In a concerto, it seems that the solo instrument is somehow set against the orchestra: they do not seem to convey the same message, but rather, they seem to be in conflict. An immediate association is that the solo instrument represents the individual, and the orchestra represents the world, or society, or the troubles that have befallen our protagonist. The associations to tragedy are immediate, because we only have one voice for the individual, and a multitude of voices, a veritable wall of sound, for the antagonists. Somehow theatre comes to mind, while a symphony reminds me of literature.

Have I listened to a skewed sample of concertoes, or is this association of tragedy (and theatre) something that comes with the genre itself?


----------



## PicklePepperPiper (Aug 3, 2010)

Concerti (this is what us stiff-necked grammar nazis refer to as plural of "concerto", but "concertos" is also acceptable) are very much like any other genre - some are tragic, some aren't. I'd be curious to know which ones you listened to. From my experience, I rarely feel the soloist is against the orchestra but instead is comforted by an ensemble expanding on the musical ideas presented. But this could also depend on the players.

It's an interesting notion you've put forth, but for some decidedly not-tragic concertos, I recommend the Haydn Cello Concertos, perhaps a Mozart Violin Concerto, and the final movement of Mendelssohn's Violin Concerto in E Minor.

-PPP


----------



## Ravellian (Aug 17, 2009)

You are right in thinking that there is a contrast between the solo instrument and the orchestra - however - the concerto is not, in general, a "tragic" genre. This is because the primary purpose of the concerto is, in fact, to display the crowd-pleasing technical skills of the soloist. Sometimes when I listen to concerti I get the feeling (after the opening theme) that I'm simply listening to a series of improvisations and technical exercises..

Of course, there are quite a few more "laid back" concerti that seem to have serene beauty as their goal, such as Bruch's Violin Concerto No. 1, Elgar's Cello Concerto, Saint-Saens Piano Concerto No. 4, Beethoven's Piano Concero No. 4, Schumann's Piano Concerto (1st movement), etc. But no, the concerto is not in general a tragic genre, and I feel that the composer's artistic ability often tends to be limited by the need to show off the soloist.


----------



## Aramis (Mar 1, 2009)

Character of every form changed in time, not to mention individual views of particular composers. Works like clarinet concerto by von Weber or Harold et Italie by Berlioz are surely dramatic, but one couldn't say the same about early classical piano concertos which are 100% formalistic. 

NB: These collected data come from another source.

PR #2818, opened 2021-09-06
build script for dev and sim, apple backend

oliverepper:
This scripts creates an xcframework containing all the required headers and static libraries for device and simulator. It's build for Apple backend (Network.framework and Security.framework). Doing this is not clear from the documentation so I though this script might help someone.


oliverepper:
I add a Mac build and some more improvements.

Issue #1965, opened 2016-10-07
Add support to specify Contact params specific to REGISTER requests


pjsipbot:
_2016-10-07 07:04:51: @mingteluu_ _created the issue on trac ticket [1965](https://trac.pjsip.org/repos/ticket/1965)_

This feature could be useful for specifying PN (Push Notification) information to the server, such as the one described in the draft [Push Notifications in the Session Initiation Protocol (SIP)](https://tools.ietf.org/html/draft-ivanov-sipcore-pnsip-01)

For example:
```
Contact: <sip:alice@alicemobile.example.com;
     pn-type=acme;pn-methods="INVITE";
     pn-uri="https://pn.acme.example.com/ZTY4ZDJlMzODE1NmUgKi0K">
```

___
_2016-10-07 08:42:23: @mingteluu_ _changed **status** from **new** to **closed**_

___
_2016-10-07 08:42:23: @mingteluu_ _set **resolution** to **fixed**_

___
_2016-10-07 08:42:23: @mingteluu_ _commented_

In [r5455](../commit/9160ae5ad7abc2df48faead5d8eaca25eff138c1):
Fixed #1965: Add support to specify Contact params specific to REGISTER requests

PR #2819, opened 2021-09-07
Add support to specify Contact URI params specific to REGISTER requests

nanangizz:
In #1965, app can add Contact header params specific to REGISTER requests to specify Push Notification info. However, instead of in the Contact header params, actually the RFC recommends the PN info to be specified in the Contact URI params. So this PR introduces `pjsua_acc_config.reg_contact_uri_params` for PJSUA-LIB and `AccountRegConfig.contactUriParams` for PJSUA2 to allow app to specify Contact URI params specific to REGISTER requests.

### DIFF
--- a/pjsip/src/pjsua-lib/pjsua_acc.c
+++ b/pjsip/src/pjsua-lib/pjsua_acc.c
@@ -90,6 +90,8 @@ PJ_DEF(void) pjsua_acc_config_dup( pj_pool_t *pool,
     pj_strdup_with_null(pool, &dst->force_contact, &src->force_contact);
     pj_strdup_with_null(pool, &dst->reg_contact_params,
 			&src->reg_contact_params);
+    pj_strdup_with_null(pool, &dst->reg_contact_uri_params,
+			&src->reg_contact_uri_params);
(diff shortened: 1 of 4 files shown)


pjsip/src/pjsua-lib/pjsua_acc.c
```diff
@@ -1561,13 +1575,52 @@ static void update_regc_contact(pjsua_acc *acc)
...
+		pj_assert(uri != NULL);
+		uri = (pjsip_sip_uri*) pjsip_uri_get_uri(uri);
+		tmp_len = pjsip_uri_print(PJSIP_URI_IN_CONTACT_HDR,
+					  uri, tmp_uri,
+					  sizeof(tmp_uri));
+		pj_assert(tmp_len > 0);
+		pj_pool_release(pool);
+
+		/* Regenerate Contact */
+		reg_contact.slen = pj_ansi_snprintf(
```
sauwming, line 1613: There are a couple of warnings here

sauwming (approved):

trengginas (approved):

PR #2820, opened 2021-09-08
Avoid PJ_ERESOLVE when using IPv6

m-elagin:
This patch fixed the following:

when running pjsua with the parameters --ipv6  --ip-addr=xxx , the following error is being thrown:

`pjsua_core.c  Unable to resolve transport public address: gethostbyname() has returned error (PJ_ERESOLVE) [status=70018]
`
This is due to the wrong (ipv4) code branch being taken, as the value of app_config.ipv6 is being ignored.

### DIFF
--- a/pjsip-apps/src/pjsua/pjsua_app.c
+++ b/pjsip-apps/src/pjsua/pjsua_app.c
@@ -1643,7 +1643,7 @@ static pj_status_t app_init(void)
     }
 
     /* Add UDP transport unless it's disabled. */
-    if (!app_config.no_udp) {
+    if (!app_config.no_udp && !app_config.ipv6) {
 	pjsua_acc_id aid;
 	pjsip_transport_type_e type = PJSIP_TRANSPORT_UDP;
 


silentindark:
@sauwming @nanangizz Could you please take a look?

sauwming:
I try it here and get the same error as well.
Unfortunately you cannot disable the creation of UDP IPv4 transport just because `--ipv6` option is passed.

The proper fix should check whether the `public_addr` and `bound_addr` in `udp_cfg` is the correct IP version.
Something like this:
```
	pjsua_transport_config udp_cfg = app_config.udp_cfg;
        if (udp_cfg.public_addr.slen > 0 && get_ip_addr_ver(&udp_cfg.public_addr) != 4) {
             udp_cfg.public_addr.slen = 0;
        }
        if (udp_cfg.bound_addr.slen > 0 && get_ip_addr_ver(&udp_cfg.bound_addr) != 4) {
             udp_cfg.bound_addr.slen = 0;
        }
```

I tested it here and the above fixes the UDP resolution error, but there will be TCP listener creation failure. So the fix also needs to be applied to TCP, TLS, and RTP as well (and for each IP version (IPv4/IPv6)). Hence quite a lot and currently I am occupied with other things and can't create the PR myself.

sauwming:
Alternatively, perhaps easier, is to add `--no-ipv4` option to disable the creation of all (UDP, TCP, TLS) IPv4 transports.

sauwming:
Closing the PR since the proposed patch is incomplete to fix the issue. I have created #2983 instead to document the problem. Thanks.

When concerto form was invented there was no artistic idea of conflict behind it. Today we call any live musical event a concert and that's how concerto in classical music was seen in it's early life - as good idea to provide audience with combination of solo instrument and orchestra and therefore make performance more differential and attractive. 

How future composer used this form is, like I said, very individual case and there can be no general answer for this question.


----------



## Xaltotun (Sep 3, 2010)

Thanks for the excellent answers, that covered both the technical and the historical angles!

Some of the concertos that I have been listening include: Rachmaninov piano concerto n 2 (and n 1 to a lesser extent), Sibelius' violin concerto, some concerto by Brahms that I don't remember now, and I recently saw a very strong live performance of Schumann's violin concerto (my first live concert[o] of classical music!)


----------



## emiellucifuge (May 26, 2009)

Apart from some large generalizations I do accept the basic reasoning on your argument based on the experience you have.

If you listen to a wider range of concertino may soon realize composers dont always follow strict traditions and there are many examples in which the solo instrument seems to be 'in concert' with the accompaniment.

Try listening to both Poulenc's harpsichord and organ concertos for contrast.


----------



## jurianbai (Nov 23, 2008)

or maybe it's related to the temperament of instrument. the violin is good in doing melancholic music, the cello even further melancholic / sad /tragic. the piano like to go romantic (as in 'romance'), the organ goes majestic feel.


----------



## Argus (Oct 16, 2009)

Xaltotun said:


> Thanks for the excellent answers, that covered both the technical and the historical angles!
> 
> Some of the concertos that I have been listening include: Rachmaninov piano concerto n 2 (and n 1 to a lesser extent), Sibelius' violin concerto, some concerto by Brahms that I don't remember now, and I recently saw a very strong live performance of Schumann's violin concerto (my first live concert[o] of classical music!)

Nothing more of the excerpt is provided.